• EXERCISE BRIEF: Copy, word for word, each line of the data below from the first through the line containing "- the exact", and stop there.

(Beginning of DATASET RECORDS)

PR #1163, opened 2026-07-03
Add `mp_knife_wall_sparks` cvar: spark effect when a knife hits a wall

belomaxorka:
## What

New cvar `mp_knife_wall_sparks` (default `0` — original behavior). When enabled, a spark effect (`TE_SPARKS`) is shown at the point of impact whenever a knife hits a wall — both for the slash (`CKnife::Swing`) and the stab (`CKnife::Stab`) attack, in the exact code branches where `weapons/knife_hitwall1.wav` is played.

## Why

This is a popular cosmetic tweak that servers currently implement with AMXX plugins that hook every `EmitSound` call and reconstruct the impact point indirectly (via `get_user_aiming` and distance heuristics), which is both inaccurate and wasteful. Native support is a one-liner per attack path using the existing `UTIL_Sparks()` utility:

- the exact impact point is taken from the attack `TraceResult`;
- the effect is sent as `MSG_PVS` (only to nearby players), not `MSG_ALL`;
- zero overhead when the cvar is disabled.

## Implementation notes

- Gated by `#ifdef REGAMEDLL_ADD`, vanilla builds are unaffected.
- Default `0` keeps the original behavior bit-for-bit.
- Documented in `README.md` and `dist/game.cfg`.

## Tested

Verified on a live ReHLDS server (Windows, CS 1.6): with `mp_knife_wall_sparks 1` sparks appear at the exact impact point for both attack buttons; with `0` behavior is identical to the original (sound only). The cvar can be toggled at runtime.

### DIFF
--- a/README.md
+++ b/README.md
@@ -143,6 +143,7 @@ This means that plugins that do binary code analysis (Orpheu for example) probab
 | mp_playerid_showhealth             | 1       | 0   | 2            | Player ID display mode.<br/>`0` don't show health<br/>`1` show health for teammates only (default CS behaviour)<br/>`2` show health for all players |
 | mp_playerid_field                  | 3       | 0   | 3            | Player ID field display mode.<br/>`0` don't show additional information<br/>`1` show team name<br/>`2` show health percentage<br/>`3` show both team name and health percentage |
 | mp_knockback                       | 170     | -   | -            | Knockback force applied to the victim when damaged by strong weapons (e.g. `AWP`, `AK47`).<br/>Works only if not crouching, and not hit in the legs.<br/>Set to `0` to disable. |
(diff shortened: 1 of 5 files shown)


JUNESYNGOTOFLEX:
yes it is. when implementing this feature you may some difficulties when writing the AMXX plugin.
however it is important to consider the customization of certain servers where there is a need to separate specific players using this feature (for ex: in a zombie plague mod, where zombies (m_iTeam == TERRORIST) are not allowed to have this feature.
To support specific game features you can see how new members are implementing them (such as m_bPlantC4Anywhere to mp_plant_c4_anywhere, m_iWeaponInfiniteAmmo to mp_infinite_ammo, etc.)

I was thinking about the existing m_trHit which passes the tracehandle which is used to create the decal. if this is changed in wpn_knife.cpp it could be used to pass data such as
tr. pHit, vecEndPos, vecPlaneNormal.. to create any custom message effects and custom server modification checks.

PR #1164, opened 2026-07-03
Add `mp_show_bomb_timer` cvar: show C4 countdown on the HUD round timer

belomaxorka:
## What

New cvar `mp_show_bomb_timer` (default `0` - original behavior). When enabled, after the C4 is planted the HUD round timer shows the countdown to the explosion (driven by `m_flC4Blow`, the same value the game uses to detonate) instead of disappearing. After a successful defuse the timer switches back to the round time.

## How it works

The stock CS 1.6 client hides the HUD round timer when it receives `BombDrop` with the "planted" flag. Two things make the countdown display possible:

- `CBasePlayer::SyncRoundTimer()` now substitutes the remaining C4 time and precedes the `RoundTime` message with an empty `ShowTimer` message, which un-hides the timer on the client. Since `SyncRoundTimer` is the single place that drives the HUD timer, every existing sync point picks the feature up automatically: initial HUD sync on connect (`UpdateClientData`), respawn (`Spawn`), freeze end (`OnRoundFreezeEnd`).
- On plant, all players are resynced right **after** `gmsgBombDrop` is broadcast (`wpn_c4.cpp`), so within one frame the client processes: hide (BombDrop) ? show (ShowTimer) ? countdown value (RoundTime). No periodic resending is needed - the client counts down locally from the exact value.

Unlike the popular AMXX implementations (which hook the plant and re-send `ShowTimer` + `RoundTime` to all players every second forever), this is fully event-driven: two messages per player at plant/defuse and nothing in between.

## Edge cases covered

- **Same-frame defuse**: the just-defused C4 is marked `FL_KILLME` by `UTIL_Remove` before the resync, so the bomb lookup can never pick it up.
- **Aborted defuse** (released `+use` / defuser died): no resync, the countdown correctly keeps running.
- **Late join / reconnect / respawn while the bomb is ticking**: the initial HUD sync sends `ShowTimer` + the exact remaining time.
- **Round restart**: `CleanUpMap()` removes the C4 before any sync, plus the freeze-period guard - no stale bomb can leak into the new round.
- **`mp_roundtime 0` servers** (timer normally hidden as useless): the existing `HIDEHUD_TIMER` logic shows the timer for the countdown and hides it back after the defuse.
- **Explosion**: the client display reaches 0:00 exactly at the detonation, since both are driven by `m_flC4Blow`.
- The displayed value uses the same floor semantics as the stock round timer (the digit means "full seconds remaining").

## Behavior notes

- After a successful defuse the round timer is **restored**, not hidden. This is deliberate: with `mp_round_infinite` (flag `e`) or plugins that supersede the round end, the round continues after a defuse and the round time is meaningful again. On regular servers the round ends a few seconds later anyway and the next round resyncs everything - same visuals as any other round ending.
- If a plugin changes `m_flC4Blow` after the plant (ReAPI), the client countdown will not follow automatically - the plugin can trigger a resync itself; a periodic resync was intentionally avoided to keep the feature zero-cost.

## Tested

Verified on a live ReHLDS server (Windows, CS 1.6): plant (as T and observing as CT), successful defuse, aborted defuse, explosion, reconnect mid-countdown, `mp_show_bomb_timer 0` - behavior identical to the original.

---

**Edit:** restore the HUD round timer after the bomb explodes. If the bomb round-end check is blocked (`mp_round_infinite` flag `e`), the explosion does not end the round and the timer stayed frozen at 0:00; it is now resynced for all players in `CGrenade::Explode2`, mirroring the resync already done on defuse.

### DIFF
--- a/README.md
+++ b/README.md
@@ -72,6 +72,7 @@ This means that plugins that do binary code analysis (Orpheu for example) probab
 | mp_hostage_hurtable                | 1       | 0   | 1            | The hostages can take damage.<br/>`0` disabled<br/>`1` from any team<br/>`2` only from `CT`<br/>`3` only from `T` |
 | mp_show_radioicon                  | 1       | 0   | 1            | Show radio icon.<br/>`0` disabled<br/>`1` enabled |
 | mp_show_scenarioicon               | 0       | 0   | 1            | Show scenario icon in HUD such as count of alive hostages or ticking bomb.<br/>`0` disabled<br/>`1` enabled |
+| mp_show_bomb_timer                 | 0       | 0   | 1            | Show the time until the planted bomb explodes on the HUD round timer.<br/>`0` disabled<br/>`1` enabled (when the bomb is planted, the round timer shows the C4 countdown) |
 | mp_old_bomb_defused_sound          | 1       | 0   | 1            | Play "Bomb has been defused" sound instead of "Counter-Terrorists win" when bomb was defused<br/>`0` disabled<br/>`1` enabled |
 | showtriggers                       | 0       | 0   | 1            | Debug cvar shows triggers. |
 | sv_alltalk                         | 0       | 0   | 5            | When players can hear each other ([further explanation](../../wiki/sv_alltalk)).<br/>`0` dead don't hear alive<br/>`1` no restrictions<br/>`2` teammates hear each other<br/>`3` Same as 2, but spectators hear everybody<br/>`4` alive hear alive, dead hear dead and alive.<br/>`5` alive hear alive teammates, dead hear dead and alive.
--- a/dist/game.cfg
+++ b/dist/game.cfg
@@ -191,6 +191,13 @@ mp_show_radioicon "1"
 // Default value: "0"
 mp_show_scenarioicon "0"
 
+// Show the time until the planted bomb explodes on the HUD round timer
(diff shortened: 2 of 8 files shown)


sankalpg777:
Hello,

I've been testing the new `mp_show_bomb_timer` feature from #1164 on a regular CS 1.6 server.

The C4 countdown itself works very well, but I noticed that after the round result has already been decided, the HUD timer can remain visible during `mp_round_restart_delay`.

I think the expected behavior on a normal server should be:

1. **C4 explodes and the round ends**
   Hide the HUD timer until the next round starts.

2. **C4 is defused and the round ends**
   Hide the HUD timer until the next round starts.

In other words, once the round has actually entered its round-end/restart-delay state, the timer should disappear instead of showing the restored round timer.

I saw the note in #1164 explaining that restoring the round timer after defuse/explosion is intentional because `mp_round_infinite` or plugins may prevent the round from ending.

I agree with that behavior when the round actually continues.

My suggestion would therefore be:

* **If the round continues:** restore/show the appropriate timer.
* **If the round has ended:** hide the HUD timer until the next round.

This would also make the behavior consistent regardless of whether the round ended by bomb explosion or bomb defuse.

Tested with:

`mp_show_bomb_timer "1"`

Thanks for adding this feature.

PR #1166, opened 2026-07-04
Add `mp_show_hintmessages` cvar to allow blocking hint messages server-side

belomaxorka:
## What
Adds a new cvar `mp_show_hintmessages` (default `1`) that allows servers to disable sending hint messages (`#Hint_*`) to clients.

## Why
Server operators often want to get rid of the tutorial-style hint popups (e.g. `#Hint_you_have_the_bomb`, `#Hint_spotted_an_enemy`, zone hints). Currently this requires a plugin that hooks `RG_CBasePlayer_HintMessageEx` and supersedes it. Since every hint goes through a single function, this is trivial to support natively.

## How it works
All hint messages are routed through `CBasePlayer::HintMessageEx()` (both directly and via the `HintMessage()` wrapper) before being queued into `m_hintMessageQueue`. When `mp_show_hintmessages` is `0`, `HintMessageEx()` returns `false` immediately, so nothing is queued and nothing is sent to the client. The check is under `REGAMEDLL_ADD`; default value `1` keeps vanilla behavior.

## Edge cases
- Center-print messages (e.g. `#Got_bomb`) are not affected - they are not hints and bypass the hint queue by design.
- The API hookchain `RG_CBasePlayer_HintMessageEx` still fires as before; the cvar check is inside the hooked function body, so plugins keep working.
- The client-side "Auto-Help" setting (`m_bShowHints`) is untouched; the cvar acts as a server-wide override on top of it.

## Tested
Built Win32 Release (MSVC) and verified on a listen/dedicated ReHLDS server: with the cvar at `1` the bomb pickup hint is shown as usual; after `mp_show_hintmessages 0` (changeable at runtime) no hints are delivered, while center messages remain intact.

### DIFF
--- a/README.md
+++ b/README.md
@@ -74,7 +74,7 @@ This means that plugins that do binary code analysis (Orpheu for example) probab
 | mp_show_radioicon                  | 1       | 0   | 1            | Show radio icon.<br/>`0` disabled<br/>`1` enabled |
 | mp_show_scenarioicon               | 0       | 0   | 1            | Show scenario icon in HUD such as count of alive hostages or ticking bomb.<br/>`0` disabled<br/>`1` enabled |
 | mp_show_bomb_timer                 | 0       | 0   | 1            | Show the time until the planted bomb explodes on the HUD round timer.<br/>`0` disabled<br/>`1` enabled (when the bomb is planted, the round timer shows the C4 countdown) |
-| mp_show_hintmessages               | 1       | 0   | 1            | Send hint messages (Hint_*) to clients.<br/>`0` disabled (hints are blocked server-side)<br/>`1` enabled |
+| mp_show_hintmessages               | 1       | 0   | 1            | Send hint messages (Hint_*) to clients.<br/>`0` disabled (non-forced hints are suppressed server-side; forced hints, e.g. ReAPI `rg_hint_message` with override, still pass)<br/>`1` enabled |
 | mp_old_bomb_defused_sound          | 1       | 0   | 1            | Play "Bomb has been defused" sound instead of "Counter-Terrorists win" when bomb was defused<br/>`0` disabled<br/>`1` enabled |
 | showtriggers                       | 0       | 0   | 1            | Debug cvar shows triggers. |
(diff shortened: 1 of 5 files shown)


s1lentq:
ty for PR!
looks fine, but stuck in architectural deadlock here

issue is:
if cvar check stays inside `HintMessageEx` (like right now), it breaks `rg_hint_message` native for custom plugins
but if moving check outside directly to game code, it breaks `RG_CBasePlayer_HintMessageEx` hook for plugins that need to catch vanilla events
so no clean way to fix this on engine side without breaking ReAPI for someone

i am not sure, but maybe better to shift this responsibility to plugins
since impossible to solve all cases here, doing it via 3rd-party is much more flexible

belomaxorka:
> ty for PR! looks fine, but stuck in architectural deadlock here
> 
> issue is: if cvar check stays inside `HintMessageEx` (like right now), it breaks `rg_hint_message` native for custom plugins but if moving check outside directly to game code, it breaks `RG_CBasePlayer_HintMessageEx` hook for plugins that need to catch vanilla events so no clean way to fix this on engine side without breaking ReAPI for someone
> 
> i am not sure, but maybe better to shift this responsibility to plugins since impossible to solve all cases here, doing it via 3rd-party is much more flexible


Thanks for the detailed breakdown — you're right that there's no clean way to do vanilla-only suppression on the gamedll side. Both vanilla and plugin hints funnel through the same CBasePlayer::HintMessageEx, so there's no origin signal to key on, and gating at the call sites would hide vanilla events from RG_CBasePlayer_HintMessageEx hooks.

I've reframed the change rather than trying to solve the unsolvable case. The cvar is now positioned as a master kill-switch, not a vanilla-only filter:

- Default 1 — zero behavior change, vanilla builds untouched.
- 0 — suppresses non-forced hints server-side. The check sits in the HintMessageEx OrigFunc (chain terminal), so plugin hooks still fire and can observe every event.
- bOverride bypasses it, exactly as it already bypasses the per-client m_bShowHints (_ah) preference. So it doesn't introduce a new failure mode — non-override hints were already suppressible per client — but I'll be honest that it does widen the scope: with the cvar off, non-override
- rg_hint_message calls are dropped for all clients, so a plugin that needs guaranteed delivery must pass override.

I fully agree this doesn't cover every case, and forcing a hint against the server's wishes is reasonably a plugin's responsibility. So I'm leaving the call to you (@s1lentq) — if you feel this doesn't belong in the core and is better left to third-party plugins, please go ahead and close the PR. No hard feelings at all.

Issue #1125, opened 2025-10-14
[BUG]: Switching Condition Zero Hostage Issue


XM2323:
### 🤔 What happened?

During implementation in CS1.6, if Terrorists open fire, hostages may scatter (if the character locates the hostage position but the hostage is too far, it will snap back). Characters can get stuck with hostages (can only resolve by killing them; if the hostage is in an invincible state, they remain permanently stuck).

### ⚠️ Meta-information

```shell
dll edition：5.30.0.805

Game Version：48（1.1.2.6，4554）
```

### 📄 Relevant log output

```shell

```

Nord1cWarr1or:
CZ hostage behavior (scatter on gunfire, stuck in narrow passages) is Condition Zero specifics without repro or analysis — nothing actionable in the gamedll (cf. #724, #900, #979, #1059, and #1129 for the `hostage_ai_enable` gating). Closing as not planned.

Nord1cWarr1or:
Reopening as a valid candidate. The CZ-style hostage AI in CS 1.6 is a ReGameDLL feature enabled by `hostage_ai_enable` (default off) — it activates the improv AI port (`regamedll/dlls/hostage/hostage_improv.cpp` + state machine: idle/follow/retreat/escape) when the map has nav mesh data (`player.cpp:4335`). The reported behaviors map to that code: hostages scattering on gunfire is the retreat/escape-to-cover states (`regamedll/dlls/hostage/hostage_states.h`), and the "snap back"/stuck cases would be in the improv movement/localnav code. The report includes versions (dll 5.30.0.805, protocol 48), which helps.

To move this forward we need a concrete repro: map with a `.nav` file, `hostage_ai_enable 1`, and steps (hostage distance from player when firing starts, where exactly it gets stuck). Related: #1129 and the hostage crash family.

Nord1cWarr1or:
[...]

PR #1167, opened 2026-07-05
Add `mp_hostage_fear` cvar to control improved hostage AI fear reactions

belomaxorka:
Addresses the hostage panic/scatter part of #1125.

## What

New cvar `mp_hostage_fear` (default `1` - vanilla behavior) that controls whether hostages driven by the improved AI (`hostage_ai_enable 1`) get scared of gunfire, explosions and nearby deaths. With `mp_hostage_fear 0` hostages stay calm: they don't panic, don't scatter and don't refuse to follow after nearby shooting - CS 1.6-like hostage temperament while keeping the rest of the improved AI (navigation, chatter, animations).

## Why

With `hostage_ai_enable 1` on CS 1.6 hostage maps, any nearby enemy gunfire frightens the hostages (`CHostageImprov::OnGameEvent` -> `Frighten(SCARED/TERRIFIED)`). Scared hostages scatter, crouch and refuse to follow the rescuer, which #1125 reports as disruptive on 1.6 servers, where the original hostages ignore gunfire completely. Server operators currently have no way to keep the improved AI but disable the fear reactions.

## How it works

All fear-driven behavior (fleeing in `HostageIdleState`, refusing to follow, scared/afraid animations) is gated by `CHostageImprov::IsScared()`, which is true only while `m_scaredTimer` is running - and that timer is started exclusively in `CHostageImprov::Frighten()`. So a single early return in `Frighten()` when `mp_hostage_fear` is `0` keeps hostages calm everywhere. The cvar is evaluated on every call, so it can be flipped at runtime without a map change or server restart.

## Edge cases

- Direct damage to a hostage still makes it flee (`OnInjury` -> `m_mustFlee` in the idle state). That path is deliberately not gated: fleeing from an actual injury is self-preservation, distinct from panicking at noise.
- Classic 1.6 hostage AI (`hostage_ai_enable 0`) is unaffected - it has no fear logic at all.
- Default value `1` keeps vanilla behavior; vanilla builds are unaffected (the check is under `#ifdef REGAMEDLL_ADD`).

## Tested

Windows build (MSVC), verified on a ReHLDS server with `hostage_ai_enable 1`:
- `mp_hostage_fear 1` (default): hostages panic, scatter and refuse to follow when a Terrorist fires nearby - unchanged behavior.
- `mp_hostage_fear 0` (set at runtime, no restart): hostages stay calm under fire and keep following normally.

### DIFF
--- a/README.md
+++ b/README.md
@@ -70,6 +70,7 @@ This means that plugins that do binary code analysis (Orpheu for example) probab
 | mp_timelimit                       | 0       | -   | -            | Period between map rotations.<br />`0` means no limit |
 | mp_forcerespawn                    | 0       | 0   | -            | Players will automatically respawn when killed.<br/>`0` disabled<br/>`>0.00001` time delay to respawn |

(End of DATASET RECORDS)

• OUTPUT:
PR #1163, opened 2026-07-03
Add `mp_knife_wall_sparks` cvar: spark effect when a knife hits a wall

belomaxorka:
## What

New cvar `mp_knife_wall_sparks` (default `0` — original behavior). When enabled, a spark effect (`TE_SPARKS`) is shown at the point of impact whenever a knife hits a wall — both for the slash (`CKnife::Swing`) and the stab (`CKnife::Stab`) attack, in the exact code branches where `weapons/knife_hitwall1.wav` is played.

## Why

This is a popular cosmetic tweak that servers currently implement with AMXX plugins that hook every `EmitSound` call and reconstruct the impact point indirectly (via `get_user_aiming` and distance heuristics), which is both inaccurate and wasteful. Native support is a one-liner per attack path using the existing `UTIL_Sparks()` utility:

- the exact impact point is taken from the attack `TraceResult`;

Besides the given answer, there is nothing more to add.